So the inspiration for the character was more accurately based on a character in several Los Angeles radio shows called “The Sheriff” voiced by Jack Clifford. The Sheriff would yell obnoxiously, talk over other people and repeat what he had just said beginning with “I say…” and “Pay attention, boy…”

By the release of the second Foghorn Leghorn cartoon (and he wasn’t called Foghorn Leghorn until his third appearance) Crowing Pains (July 1947), the Sheriff was long a forgotten character while the Senator Claghorn character who was first heard on radio on October 5, 1945 had become well known and popular. So elements of that character were now incorporated into the rooster.

By the way, Keith has also pointed out that the character of Miss Prissy, the lovesick hen, was lifted from a dizzy rich woman character who appeared on “The Milton Berle Show” radio show played by actress Pert Kelton who would always answer “Yeeeesss….”


Ralph Bakshi on Animation. Here is an excerpt from an interview I did with Ralph Bakshi in 1978 as the basis for an article in “The Comics Journal” magazine. He was just weeks away from releasing his animated feature The Lord of the Rings: “I love the medium (of animation) very much and when it starts to work, it’s fantastic. I’m now interested in building an animation company and I’m certainly amazed at the belief these younger guys had in me that we could do it. The crew is young. The crew loves it. If the crew loves it, it’s usually a great sign. They aren’t older animators trying to snow me for jobs next year.

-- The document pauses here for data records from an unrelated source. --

PR #2323, opened 2025-06-06
Add round_scales_to_power_of_2 option for float quantization

drisspg:
Stacked PRs:
 * #2398
 * __->__#2323

--- --- ---

Add round_scales_to_power_of_2 option for float quantization

This adds support for rounding scaling factors down to the nearest power of 2
for float quantization, following the pattern established in Float8LinearConfig.

Key changes:
- Add round_scales_to_power_of_2 parameter to all float quantization configs
- Update choose_qparams_affine_floatx and to_scaled_tc_floatx functions to apply power of 2 rounding
- Thread the parameter through all relevant function calls in quant_api.py

Lets users who train with this setting run in inference

### DIFF
--- a/test/dtypes/test_affine_quantized_float.py
+++ b/test/dtypes/test_affine_quantized_float.py
@@ -28,7 +28,10 @@ from torch.testing._internal import common_utils
 from torchao.dtypes.floatx.float8_layout import Float8AQTTensorImpl, preprocess_scale
 from torchao.float8.float8_utils import compute_error
 from torchao.quantization import (
+    Float8DynamicActivationFloat8SemiSparseWeightConfig,
     Float8DynamicActivationFloat8WeightConfig,
+    Float8StaticActivationFloat8WeightConfig,
+    Float8WeightOnlyConfig,
     float8_dynamic_activation_float8_weight,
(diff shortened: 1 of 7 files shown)


test/dtypes/test_affine_quantized_float.py
```diff
@@ -630,6 +633,100 @@ def test_float8_tensor_slicing_functional_correctness(self, granularity):
...
+        if min_sm == 90 and not is_sm_at_least_90():
+            self.skipTest("Requires GPU with compute capability >= 9.0")
+
+        device = "cuda"
+        dtype = torch.bfloat16
+        model = torch.nn.Linear(64, 32, bias=False).to(device).to(dtype)
+
+        config = config_factory()
+        if isinstance(
+            config, Float8DynamicActivationFloat8SemiSparseWeightConfig
```
danielvegamyhre, line 757: Shouldn't the `min_sm` check above already handle this? Or is this because the cutlass kernel is only built on sm90 / 90a?

Test case for Float8SemiSparse is failing on h100 due to CUDA backend not supporting operator (kernel not built?) so just wondering

PR #2342, opened 2025-06-09
Implemented a new test case for LUT quantization

szyszyzys:


torchao/experimental/kernels/cpu/aarch64/tests/test_utils_lut.h
```diff
@@ -0,0 +1,321 @@
...
+  GroundTruthStrategy strategy;
+  int group_size = -1;
+  int nbit = 4;
+  int random_seed = 123;
+};
+
+
+
+std::pair<std::vector<int8_t>, std::vector<int8_t>>
+generate_simple_u_to_s_lut_and_indices(
```
metascroy: What does "simple_u_to_s" mean?

szyszyzys: The term "simple_u_to_s" refers to converting an unsigned index to a signed index. The example provided is a simplified scenario where we only need to map values to each slot. I will work on making the function name more descriptive and readable.

torchao/experimental/kernels/cpu/aarch64/tests/test_utils_lut.h
```diff
@@ -0,0 +1,321 @@
...
+
+
+  /**
+  * @brief Generates a Look-Up Table (LUT) from pre-computed quantization parameters.
+  *
+  * This function creates a dequantization LUT that maps every possible value of the
+  * input data type (T_in) to its corresponding floating-point representation for
+  * each quantization group.
+  *
+  * @tparam T_in The data type of the quantized values (e.g., int8_t). This
```
metascroy, line 63: Where is the T_in defined in the code?

torchao/experimental/kernels/cpu/aarch64/tests/test_utils_lut.h
```diff
@@ -0,0 +1,321 @@
...
+  *              determines the size of each individual LUT (e.g., 256 entries for int8_t).
+  * @tparam T_zp The data type of the zero-points (e.g., int8_t).
+  * @param scales A vector of scale values, one for each quantization group.
+  * @param zeros A vector of zero-point values, one for each quantization group.
+  * @param has_zeros A flag indicating if the zero-points should be used.
+  * @return A flattened std::vector<float> containing all the group LUTs concatenated.
+  */
+  std::vector<int8_t> generate_requant_lut_from_params(
```
metascroy, line 71: Why are we returning int8_t type, and not float32_t for LUT?

torchao/experimental/kernels/cpu/aarch64/tests/test_utils_lut.h
```diff
@@ -0,0 +1,321 @@
...
+    int nbit,
+    const std::vector<int8_t>& zeros,
+    bool has_zeros) {
+  // Determine the range of the low-bit quantized values.
+  const int q_min = -(1 << (nbit - 1));
+  const int q_max = (1 << (nbit - 1)) - 1;
+  const size_t lut_size_per_group = static_cast<size_t>(q_max) - q_min + 1;
+  const int lut_index_offset = q_min;
+
+  const int num_groups = zeros.size();
```
metascroy, line 81: What is this when has_zeros=false?

torchao/experimental/kernels/cpu/aarch64/tests/test_utils_lut.h
```diff
@@ -0,0 +1,321 @@
...
+  std::vector<int8_t> luts(num_groups * lut_size_per_group);
+
+  for (int group_idx = 0; group_idx < num_groups; ++group_idx) {
+    const int8_t zero_point = has_zeros ? zeros[group_idx] : 0;
+
+    for (int q_val = q_min; q_val <= q_max; ++q_val) {
+      size_t lut_idx = group_idx * lut_size_per_group + (q_val - lut_index_offset);
+      // The LUT stores the result of (quantized_value - zero_point)
+      luts[lut_idx] = static_cast<int8_t>(q_val - zero_point);
```
metascroy, line 90: Why is the lut output dtype int8_t?

torchao/experimental/kernels/cpu/aarch64/tests/test_utils_lut.h
szyszyzys: I updated the implementation but forgot to update the function description. I will provide a new description.

torchao/experimental/kernels/cpu/aarch64/tests/test_utils_lut.h
```diff
@@ -0,0 +1,321 @@
...
+
+      for (int i = 0; i < num_param_sets; ++i) {
+          scales[i] = scale_dis(gen);
+          zeros[i] = static_cast<T_zp>(zero_dis(gen));
+      }
+      return {scales, zeros};
+  }
+
+  // Helper to perform quantization
+  static std::vector<T_in> quantize_input(
```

“I think we’ve achieved real illustration as opposed to cartoons. Artistically, we can do anything we want. Maybe Frankenstein. Who knows? I’d like to see ten animated features a year. Ten live action films fail a month but if one animated film fails, there is the belief that it failed because it was animated.”


Always Check Your Sources. In a 2009 interview promoting her role as Ginormica/Susan Murphy in DreamWorks animated feature Monsters Vs. Aliens (2009), actress Reese Witherspoon said, “I had never really done voiceover work before.” That statement was only true if you ignored that she had voiced the role of Debbie in two episodes on “King of the Hill” (2000), Greta Wolfcastle on “The Simpsons” (2002) and Serena in the animated feature “Trumpet of the Swan” (2001).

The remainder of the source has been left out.